Numbers 10, 11, 12, 13 and 14 complain of other quoted portions of the charge, comprehending, substantially, all of the charge. In line with what we have already indicated, we deem it to be sufficient to say that we find nothing legally objectionable in it, certainly nothing prejudicial to the defendant.

Number 15 is because the court admitted the following question to be asked of the complaining witness over defendant’s objection: “Did you open the box when you got home ?” We think that question was manifestly proper.

Number 16 is because the court permitted the following question and answer: “Q. What did you find when you got home; did you open the box when you got home?” “A. Yes, Priday morning; that was three days after.” We likewise find no fault with this examination. We think it was manifestly proper.

Numbers 17, 18, 20, 21, 23 and 26 each is an indefinite complaint as to the admission of testimony, but none of the assignments specify the testimony alleged to have been erroneously admitted, as required by State v. Herrin, 77 N. J. L. 523, and are, therefore, under the authority of that case, manifestly not such as to merit or require investigation and consideration.

Number 19 is because the court stated to counsel for the defendant: “You cannot object until he has answered.” But neither the question nor answer, if there was a question and answer in this connection, is assigned as error, and, consequently, we see no cause for reversal here.

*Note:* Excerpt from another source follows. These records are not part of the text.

PR #197, opened 2019-08-26
Avoid unnecessary disk IO and add hash-based validation in page-rank

lbulej:
This was triggered by @davleopo mentioning leftover code in `page-rank` in the API cleanup PR :-)

### Unnecessary disk IO

When making sure that it was indeed just leftover code, I realized that maybe the setup code is causing more disk IO than necessary, so I modified the code to get rid of it.

The code originally read the whole zipped file as a single String into memory, optionally reduced the number of lines (for the `test` configuration), and wrote it uncompressed to disk. Then it used the the `SparkContext.textFile()` method to create an RDD which was then processed into a map and cached.

This uses a lazy `Source` to read either all (or a subset of) lines from the zipped file into a collection, and uses the `SparkContext.parallelize()` method to create an RDD which is then processed the same way as above. It also avoids writing the ranks from the last executed operation to disk.

This step (creating an RDD) may be something to consider, because `SparkContext.textFile()` instantiates a different implementation (Hadoop-related) of `RDD` than `SparkContext.parallelize()`. I think that in a distributed scenario, the `SparkContext.textFile()` would cause the workers to read the input file on their own from a shared file system, while the new approach reads the file in the driver (once) and then distributes the RDD. 

In our use case, this might not be a bad thing, but it should probably be an explicit decision. The measured operation execution times do not appear to be influenced (I would be surprised if they were) even though the ranks were slightly (8th decimal place after floating point) different.

I think that avoiding unnecessary disk IO is generally a good thing if it can be done, so if we are fine with this, I think we can make the other Spark benchmarks follow suit.

### Validation with floating-point ranks

Because I already had my hands on the benchmark, I also added a hash-based validation of the results in addition to checking the expected number of ranks. Even though on my machine each operation produced *identical* results, the results produced on the Travis CI machines were slightly different. Because numerical instability across different machines is a real issue to deal with, the web sites are pre-sorted sorted by ranks. This ordering is then relaxed by making neighboring ranks that differ by only a small amount equivalent, and finally the web sites are ordered by web site id within the equivalence classes.

In addition to whatever systems Travis CI uses, the default configuration passed validation on KabyLake (i7-7700HQ, 32G RAM), SkyLake (i7-6700K, 32G RAM), Sandy Bridge Xeon (E3-1245, 16G RAM), Apollo Lake Celeron (J3455, 8G RAM, OpenJDK 11), Core 2 Quad (Q9550, 4G RAM), and AMD Barcelona (Opteron 2356, 16G RAM) systems running Linux and various builds of OpenJDK 8 (mostly).

### Web site identifiers as integers

Finally, instead of keeping the web graph as `RDD[String, Iterable[String]]`, I modified the code to keep it as `RDD[Int, Iterable[Int]]` (the strings were actually numbers anyway). This seems to consume less memory and make key lookups faster. As a result, where the first operation initially took around 30 seconds on my laptop, it now takes a bit below 13 seconds, and where the operation stabilized somewhere above 3 seconds by the 19th repetition, it now stabilizes around 2.6 seconds on JDK8 and around 2 seconds on Graal 1.0.0-rc6.

### DIFF
--- a/benchmarks/apache-spark/src/main/scala/org/renaissance/apache/spark/PageRank.scala
+++ b/benchmarks/apache-spark/src/main/scala/org/renaissance/apache/spark/PageRank.scala
@@ -138,10 +138,10 @@ final class PageRank extends Benchmark with SparkUtil {
 
         val rankLines = ranks
           .sortByKey()
+          .collect
           .map {
             case (url, rank) => f"$url $rank%.8f"
           }
-          .collect
           .toList
 
         Validators.hashing(expectedRankHashParam, rankLines.asJava).validate()
--- a/benchmarks/apache-spark/src/main/scala/org/renaissance/apache/spark/PageRank.scala
+++ b/benchmarks/apache-spark/src/main/scala/org/renaissance/apache/spark/PageRank.scala
@@ -140,7 +140,7 @@ final class PageRank extends Benchmark with SparkUtil {
           .sortByKey()
           .collect
           .map {
-            case (url, rank) => f"$url $rank%.8f"
+            case (url, rank) => f"$url $rank%.7f"
           }
           .toList
 
--- a/benchmarks/apache-spark/src/main/scala/org/renaissance/apache/spark/PageRank.scala
+++ b/benchmarks/apache-spark/src/main/scala/org/renaissance/apache/spark/PageRank.scala
@@ -1,18 +1,19 @@
 package org.renaissance.apache.spark
 
-import java.nio.charset.StandardCharsets
 import java.nio.file.Path
-import java.nio.file.Paths
+import java.util.regex.Pattern
 
-import org.apache.commons.io.FileUtils
 import org.apache.spark.SparkContext
 import org.apache.spark.rdd.RDD
 import org.renaissance.Benchmark
 import org.renaissance.Benchmark._
 import org.renaissance.BenchmarkContext
 import org.renaissance.BenchmarkResult
+import org.renaissance.BenchmarkResult.Assert
 import org.renaissance.BenchmarkResult.Validators
 import org.renaissance.License
+
+import scala.collection.JavaConverters._
 
 @Name("page-rank")
 @Group("apache-spark")
@@ -24,14 +25,19 @@ import org.renaissance.License
   Array(
     new Parameter(name = "thread_count", defaultValue = "$cpu.count"),
     new Parameter(name = "input_line_count", defaultValue = "-1"),
-    new Parameter(name = "expected_rank_count", defaultValue = "598652")
+    new Parameter(name = "expected_rank_count", defaultValue = "598652"),
+    new Parameter(name = "expected_rank_hash", defaultValue = "d8bf7171feef1b87")
   )
 )
 @Configurations(
   Array(
     new Configuration(
       name = "test",
-      settings = Array("input_line_count = 5000", "expected_rank_count = 1661")
+      settings = Array(
+        "input_line_count = 5000",
+        "expected_rank_count = 1661",
+        "expected_rank_hash=7ca80582125b8ca7"
+      )
     ),
     new Configuration(name = "jmh")
   )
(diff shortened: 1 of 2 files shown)


vhotspur:
> ### Validation
> 
> Because I already had my hands on the benchmark, I also added a simple hash-based validation of the results (in addition to checking the expected number of ranks). Even though on my machine each operation produced _identical_ results, they were slightly different from the results produced on the Travis CI machines. Because of this, the ranks are ordered web site id and rounded to 8 decimal places to account for the numerical instability.

Would you please post here the pre-hashed data for `test` here (e.g. with the following patch)?

```diff
--- a/benchmarks/apache-spark/src/main/scala/org/renaissance/apache/spark/PageRank.scala
+++ b/benchmarks/apache-spark/src/main/scala/org/renaissance/apache/spark/PageRank.scala
@@ -141,6 +141,9 @@ final class PageRank extends Benchmark with SparkUtil {
           .map {
             case (url, rank) => f"$url $rank%.8f"
           }
+          .map {
+            f => { println(f); f }
+          }
           .collect
           .toList
 

```

Because on my machine I got the following error for `test`:

```text
object hash: expected 7ca80582125b8ca7 but got eb987bd2440cde25
```

Tested with Java 8 and 12. I have a clean clone for this so I have no idea why I see a different result...

lbulej:
Here it is: [pre-hashed.txt](https://github.com/renaissance-benchmarks/renaissance/files/3540997/pre-hashed.txt)

vhotspur:
> Here it is: [pre-hashed.txt](https://github.com/renaissance-benchmarks/renaissance/files/3540997/pre-hashed.txt)

Thanks, this helped. The issue was caused by a different locale that I have on my laptop. Opened #198 to fix that. (With C locale, the validation is okay on my machine too.)

lbulej:
Funny that I was fixing that earlier in the printing of the execution duration (thinking that sometimes people do just parse the output and suddenly there were floating point numbers with a comma). Totally forgot about it in the validation.

benchmarks/apache-spark/src/main/scala/org/renaissance/apache/spark/PageRank.scala
```diff
@@ -24,14 +25,19 @@ import org.renaissance.License
...
 )
 @Configurations(
   Array(
     new Configuration(
       name = "test",
-      settings = Array("input_line_count = 5000", "expected_rank_count = 1661")
+      settings = Array(
+        "input_line_count = 5000",
+        "expected_rank_count = 1661",
+        "expected_rank_hash=7ca80582125b8ca7"
```
vhotspur: Missing spaces ;-)

benchmarks/apache-spark/src/main/scala/org/renaissance/apache/spark/ZipResourceUtil.scala
```diff
@@ -1,21 +1,40 @@
...
 
 object ZipResourceUtil {
 
-  def readZipFromResourceToText(resourceName: String): String = {
-    val zis = new ZipInputStream(this.getClass.getResourceAsStream("/" + resourceName))
+  def sourceFromZipResource(entryName: String, resourceName: String): BufferedSource = {
+    val is = this.getClass.getResourceAsStream("/" + resourceName)
+    if (is == null) {
+      throw new FileNotFoundException(
+        s"resource '$resourceName' not found"
```
vhotspur: Perhaps prepend `/` here as well? Or the caller should take care of specifying absolute path.

farquet:
After a rebase to include Vojtech's PR, the `test` config passes, but the `default` one fails on my machine with : 
```
Benchmark 'page-rank' failed result validation:
object hash: expected d8bf7171feef1b87 but got 2e820a5be1f29c3c
```
Here is the raw data using the patch above : 
[pre-hashed-Francois.txt](https://github.com/renaissance-benchmarks/renaissance/files/3546145/pre-hashed-Francois.txt)

benchmarks/apache-spark/src/main/scala/org/renaissance/apache/spark/PageRank.scala
lbulej: Yikes! Fixed.

benchmarks/apache-spark/src/main/scala/org/renaissance/apache/spark/ZipResourceUtil.scala
lbulej: You are right. I modified the utility method to require the user to pass the absolute path, it makes it more clear what is requested at the caller side.

lbulej:
I should probably learn Spark. Apparently, if you call `sortByKey()` on an `RDD` and then call `map()` on the result, you can lose the ordering. So what I do now is call `collect()` right after `sortByKey()` to get the data out of the `RDD` and then do the conversion to string outside Spark. 

The data from @farquet actually had two differences compared to mine. First was the ordering (and I discovered that even on my machine the full data were not properly sorted) and the other were differences in the last decimal place. So I changed the rounding to 7 decimal places (and updated the precomputed hashes).

Please retest if you can.

farquet:
Test config works as expected, but the main one doesn't :
```
====== page-rank (apache-spark) [default], iteration 0 started ======
Benchmark 'page-rank' failed result validation:
object hash: expected 4704db55b9f60104 but got 92d7e79d5544cdf7
The following benchmarks failed: page-rank
```

lbulej:
Despite the tiny changes, Travis fails on me, so I'm checking what results are produced on Travis. We might need to do much more rounding than expected. @farquet can you again upload the results for the default configuration?

farquet:
Hashes to `92d7e79d5544cdf7`.
[pre-hashed-v2.txt](https://github.com/renaissance-benchmarks/renaissance/files/3551247/pre-hashed-v2.txt)

lbulej:
OK, one more try with different approach (the commit message contains some details) :-) 
After chasing the wrong target for a while, I think it should be less fragile.

One more thing -- instead of keeping the web graph as RDD[String, Iterable[String]], I modified the code to keep it as RDD[Int, Iterable[Int]] (the strings were actually numbers anyway). This seems to consume less memory and make key lookups faster. As a result, where the first operation initially took around 30 seconds on my laptop, it now takes a bit below 13 seconds, and where the operation stabilized somewhere above 3 seconds by the 19th repetition, it now stabilizes around 2.6 seconds on JDK8 and around 2 seconds on Graal 1.0.0-rc6.

Is that a big problem so that I should switch back to using strings for keys?

lbulej:
Good to hear, Francois. In addition to whatever Travis CI uses, I have also tested it on KabyLake (i7-7700HQ, 32G RAM), SkyLake (i7-6700K, 32G RAM), Sandy Bridge Xeon (E3-1245, 16G RAM), Apollo Lake Celeron (J3455, 8G RAM, OpenJDK 11), Core 2 Quad (Q9550, 4G RAM), and AMD Barcelona (Opteron 2356, 16G RAM) systems running Linux and various builds of OpenJDK 8 (mostly). AMD iron (and silicon) was decidedly in short supply.

However, the validation did pass on those systems, so I would consider it reasonably stable and merge it (unless somebody screams loudly).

Number 22 is “because the court refused to direct a verdict for the defendant.” We have already indicated that we think there is no merit in this point.

*309Number 24 is “because the court below permitted, over the protest and objection of counsel for defendant, the following question: fQ. Were’nt you held and were you not convicted of working the poeketbook drop game in Cleveland, Ohio, and wasn’t that what you got thirty days for ?’ ” With respect to that assignment, it is sufficient to say that that question was put and answered without any objection by the defendant. It therefore cannot lead to a reversal.

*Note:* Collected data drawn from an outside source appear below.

PR #520, opened 2026-09-18
Force log4j2 2.26.1 to fix security vulnerability in transitive deps

parttimenerd:
Both Apache Spark 3.5.3 and Neo4j 5.25.1 transitively pull in `log4j-core` 2.20.0, which is flagged by security scanners (fixed version: 2.25.3+). This is the same kind of fix as #367, but for the log4j2 (`org.apache.logging.log4j`) artifacts instead of legacy log4j 1.x.

The affected artifacts come from two sources:

- **Spark** (via `spark-network-common`): `log4j-api`, `log4j-core`, `log4j-1.2-api`, `log4j-slf4j2-impl`
- **Neo4j** (via `neo4j-logging`): `log4j-api`, `log4j-core`, `log4j-layout-template-json`

Both Spark 3.5.3 and Neo4j 5.25.1 hardcode `log4j.version=2.20.0` in their respective parent BOMs. This PR adds `dependencyOverrides` for all affected artifacts in the `apacheSparkBenchmarks` and `neo4jBenchmarks` SBT sections, forcing them to 2.26.1 (current latest stable).

A new release with this fix would be appreciated; the current `renaissance-0.16.1.jar` is being flagged on many machines.


lbulej (approved):
Thanks! I think we can do a maintenance (0.16.2) release before I start merging the bigger PRs that will impact the workloads more and that might still take a few weeks to settle.

Can you confirm that this prevents the jar bundle from being flagged?

parttimenerd:
I ask my colleague who originally found the issue (I'm just his trusty messenger in this case)

parttimenerd:
I used open-source tools to check the log4j version, and the tools didn't find anything.

parttimenerd:
But we're deploying it on our test servers today, so the security scanners should probably scan it in the next few weeks.

PR #21, opened 2018-12-04
Mamba tests

Adrian-St:
Adds 100% test coverage and some abstraction.


application/base.py
```diff
@@ -65,6 +79,11 @@ def collection(cls, index=True, create=True):
     def member(cls, show=True, update=True, delete=True):
         """ Creates the member class with allowed methods """
         methods = {}
+
+        decorators = cls.method_decorators + \
+            list(set(cls.member_decorators) - set(cls.method_decorators))
```
Askir, line 89: what exactly do these two lines do? What does the backslash do? And why do we add the method decorators and then subtract them again? Looks like gibberish to me, maybe a comment would also be nice :D

application/controllers/artifacts_controller.py
```diff
@@ -75,9 +82,6 @@ def show(self, object_id):
     def index(self):
         "Logic for querying several artifacts"
 
-        if not current_app.es:
-            return {"error": "search engine not available"}, 503
```
Askir, line 79: removing all this code duplication is amazing for sure!

application/controllers/artifacts_controller.py
```diff
@@ -139,15 +132,13 @@ def delete(self, object_id):
...
         params = add_tags_params()
         try:
             artifact = Artifact.find(object_id)
-            print(vars(artifact))
-            new_list = getattr(artifact, "tags") + params["tags"]
-            artifact.update({
-                "tags": list(set(new_list))})
+            existing_tags = getattr(artifact, "tags")
+            new_list = existing_tags + list(set(params["tags"]) - set(existing_tags))
```
Askir, line 139: Can't you just call set() again to make everything unique instead of doing `-set(existing_tags)`?

application/models/esmodel.py
```diff
@@ -84,20 +84,17 @@ def save(self):
...
-                body=body)
-            return self, 201
-        except ConflictError:
-            raise NotSaved
+        current_app.es.index(
+            index=self.index,
+            doc_type=self.type,
+            id=self.id,
+            body=body)
+        return self, 201
```
Askir, line 92: Why exactly did you remove the try catch here? There had to be a reason for it before no?

application/controllers/artifacts_controller.py
```diff
@@ -57,16 +57,23 @@ def allowed_file(filename):
...
+        if not current_app.es:
+            return {"error": "search engine not available"}, 503
+        return func(*args, **kwargs)
+
+    return func_wrapper
 
 class ArtifactsController(ApplicationController):
     """ Controller for Artifacts """
 
+    method_decorators = [check_es]
```
Askir, line 72: I don't quite get how this results in check_es being called before the execution of every method. Do you have a link that I could read up on? Is method_decorators a special keyword? Probably not but how exactly does the code in base.py ensure the calling? I'm confused by all this meta programming :D

specs/models/esmodel_spec.py
```diff
@@ -0,0 +1,38 @@
...
+            with Mock() as elastic_mock:
+                elastic_mock.update(ANY_ARG)
+                elastic_mock.index(ANY_ARG)
+
+            current_app.es = elastic_mock
+            self.es_model = ESModel({"type": "image"})
+            self.es_model.index = "artifact"
+
+        with it("raises NotInitialized error if it wasn't saved before"):
+            expect(lambda: self.es_model.update({})).to(raise_error(NotInitialized))
```
Askir, line 34: Testing the ESModel without an ES connection for sure is annoying.

specs/requests/artifacts_spec.py
```diff
@@ -0,0 +1,278 @@
...
+from expects import expect, equal, have_key
+from elasticsearch.exceptions import NotFoundError
+from doublex import Mock, Stub, ANY_ARG
+from specs.spec_helpers import Context
+
+sys.path.insert(0, 'specs')
+
+with description('/images') as self:
+
+    # pylint: disable=duplicate-code
```
Askir: Does it really complain about this? oof, we really need to figure out how to use pylint effectively. There have to be some better presets.

specs/requests/artifacts_spec.py
```diff
@@ -0,0 +1,278 @@
...
+                            {"_index": "artifact",
+                             "_type": "image",
+                             "_id": 1,
+                             "_score": 0.5,
+                             "_source": {
+                                 "created_at": "yesterday",
+                                 "updated_at": "yesterday",
+                                 "file_url": "use_case_diagram.png",
+                                 "tags": ["uml", "use case diagram"],
+                                 "file_date": "yesterday"}}]}})
```
Askir: Can we extract this JSON into a test helper for elastic search responses? Like basically an elastic_search_response_factory. I think they'll be useful later on and reading something like `es_response_factory.list_of_artifacts(2)` is more readable than 20 lines of json.

specs/requests/artifacts_spec.py
```diff
@@ -0,0 +1,278 @@
...
+                        })
+
+                with it('returns a 200 status code'):
+                    expect(self.response.status_code).to(equal(200))
+
+                with it("returns an id"):
+                    expect(self.response.json).to(have_key("id"))
+
+                with it("returns a file_url"):
+                    expect(self.response.json).to(have_key("file_url"))
```
Askir, line 65: If we do this thourougly our tests could just be our API documentation. We just have to link the files in the correct places. These would at least always be up to date, although they don't quite contain the amount of example that I would wish for in a documentation.

specs/requests/artifacts_spec.py
```diff
@@ -0,0 +1,278 @@
...
+
+            with context("without file attached"):
+                with before.each:
+                    self.response = self.context.client().post(
+                        "/images", content_type='multipart/form-data', data={
+                            "tags": []
+                        })
+
+                with it('returns a 400 status code'):
+                    expect(self.response.status_code).to(equal(400))
```
Askir, line 75: why is this not a 422?

specs/requests/artifacts_spec.py
```diff
@@ -0,0 +1,278 @@
...
+
+            with context("with malicious file attached"):
+                with before.each:
+                    self.response = self.context.client().post(
+                        "/images", content_type='multipart/form-data', data={
+                            "image": (BytesIO(b'oof'), 'malicious_file.exe')
+                        })
+
+                with it('returns a 400 status code'):
+                    expect(self.response.status_code).to(equal(400))
```
Askir: Again a 400 that is rather unspecific.

specs/requests/artifacts_spec.py
```diff
@@ -0,0 +1,278 @@
...
+
+    with description('/1'):
```
Askir: can we rename this to '/:id' ?

specs/requests/artifacts_spec.py
```diff
@@ -0,0 +1,278 @@
...
+                        elastic_mock.get(
+                            doc_type='_all', id='1',
+                            index='artifact').returns(
+                                {"_id": "1",
+                                 "_type": "image",
+                                 "_source": {"tags": ["class_diagram", ""],
+                                             "created_at": "today",
+                                             "updated_at": "today",
+                                             "file_url": "test.png",
+                                             "file_date": "today"}})
```
Askir: Another elastic search response for our factory ;)

specs/requests/artifacts_spec.py
```diff
@@ -0,0 +1,278 @@
...
```
Askir: More jsons for our factory <3

specs/requests/artifacts_spec.py
```diff
@@ -0,0 +1,278 @@
...
+
+                        elastic_mock.update(
+                            doc_type='image', id='1', index='artifact',
+                            body={'doc': {"tags": ["class_diagram", "", "new_tag"]}})
+
+                    current_app.es = elastic_mock
+                    self.response = self.context.client().post("/images/1/tags",
+                                                               json={"tags": [
+                                                                   "new_tag", "class_diagram"
+                                                               ]})
```
Askir, line 206: You actually test if it appends, nice!

specs/requests/artifacts_spec.py
```diff
@@ -0,0 +1,278 @@
...
+                                 "updated_at": "yesterday",
+                                 "file_url": "use_case_diagram.png",
+                                 "tags": ["uml", "use case diagram"],
+                                 "file_date": "yesterday"}}]}})
+
+                current_app.es = elastic_mock
+                self.response = self.context.client().get("/images")
+
+            with it('returns a 200 status code'):
+                expect(self.response.status_code).to(equal(200))
```
Askir, line 42: This doesn'T check for the response format and also doesn't check if offset, limit and search term have been passed correctly.

Askir (changes requested):
Most importantly I'd like to have the elasticsearc response factory for testing. And an explanation as why the decorator thing actually works. Everything else is just additional and nice to have.

application/base.py
Adrian-St: this adds the list of member_decorators(decorators that are only called on all members) to the list of all method decorators. The `/` is there to break the line into two lines. I will add a comment :D

Adrian-St: and we use the subtraction of sets to eliminate duplicates

application/controllers/artifacts_controller.py
Adrian-St: Unfortunately just calling `list(set())` somehow gives you a non-determenistic ordering (don't ask me why :D) which is hard to test. Also it kind of makes sense to always have the existing tags first.

application/models/esmodel.py
Adrian-St: before I used `es.create`, which gives you a conflict error if the object with that id already exists. Now we use `index` in the save method, which will replace an existing one.

application/controllers/artifacts_controller.py
Adrian-St: you can define method_decorators on resources with flask-restful [flask-restful](https://flask-restful.readthedocs.io/en/latest/extending.html#resource-method-decorators). I'm just adding that to the Resource in base.

specs/requests/artifacts_spec.py
Adrian-St: It actually doesn't anymore, I just removed the __init__.py, so they are not in the same package anymore. We have to find a solution if we need packages though.

specs/requests/artifacts_spec.py
Adrian-St: Ask flask.restful :D

specs/requests/artifacts_spec.py
Adrian-St: I can return a 422 here

Askir (approved):
Thanks for the changes
, looks much better. I have checked on the input validation. Apparently reqparser is deprecated instead we should use marshmallow. I've already started a branch that changes this which will fix the 400 422 error code thing. Tests are still very long wonder if we should split it into more files? 300 lines aint no joke.  
Anyways looks good to me for now!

Number 25 is “because the court permitted the defendant to answer the question as to whether he was ever tried in Cleveland, Ohio, when the defendant had already stated that he never had been convicted anywhere before.” Our careful examination of the record discloses that that question was not put to the defendant, and no reference is made to that question in the brief of plaintiff in error. In such circumstances no consideration of the assignment is required.

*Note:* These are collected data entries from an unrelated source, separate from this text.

PR #22, opened 2018-12-09
Adds input validation erros with web_args/marshmallow

Askir:
Input validation with reqparser is deprecated so I swapped it to web_args which uses marshmallow under the hood.

Also we know have 422 errorcodes when the input is not valid and passed ids have to be uuids :)

### DIFF
--- a/specs/requests/artifacts_spec.py
+++ b/specs/requests/artifacts_spec.py
@@ -9,6 +9,7 @@ from elasticsearch.exceptions import NotFoundError
 from doublex import Mock, Stub, ANY_ARG
 from specs.spec_helpers import Context
 from specs.factories.elasticsearch import es_search_response, es_get_response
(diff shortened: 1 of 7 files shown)


specs/requests/artifacts_spec.py
```diff
@@ -3,29 +3,34 @@
...
+
 with description('/images') as self:
 
     with before.each:
         self.context = Context()
         current_app.es = Stub()
 
-    with after.each:
-        self.context.delete()
+    # with after.each:
```
henleo: halo i bims uncomment me please

specs/requests/artifacts_spec.py
```diff
@@ -3,29 +3,34 @@
...
+        # self.context.delete()
```
henleo: #metoo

Number 27 is “because the court admitted illegal evidence and refused to admit legal evidence.” We have already indicated that this assignment of error does not comply with the requirements laid down in State v. Herrin, supra, in that it does not specify the testimony alleged to have been illegally admitted or legally excluded.

Number 28 is “because there was identity of the defendant as the person who committed any crime, and, if any crime were committed, it is not the crime charged in the indictment.” With respect to that it is sufficient to say that, in our judgment, there was ample evidence of the identity of the defendant, and there was likewise ample evidence to justify the finding of the jury that the crime committed was the crime charged in the indictment.

Number 29 is “because there was no evidence whatever to show that the defendant ever had in his possession any money whatever belonging to the complainant, or that he was ever seen by anyone with money, or that he-ever appropriated any part of it to his own use; nor is there any evidence that he was guilty of the charge of grand larceny set forth in the indictment.” With respect to this assignment it is sufficient *310to say that we have already pointed out -that there was such evidence.

Number 30 is the last assignment, and it is “because there were other and divers errors in the record and proceedings aforesaid in the giving of the verdict and judgment aforesaid.” We think that assignment requires no comment except to say that it points to nothing requiring examination.

The judgment of the court below will be affirmed, with costs.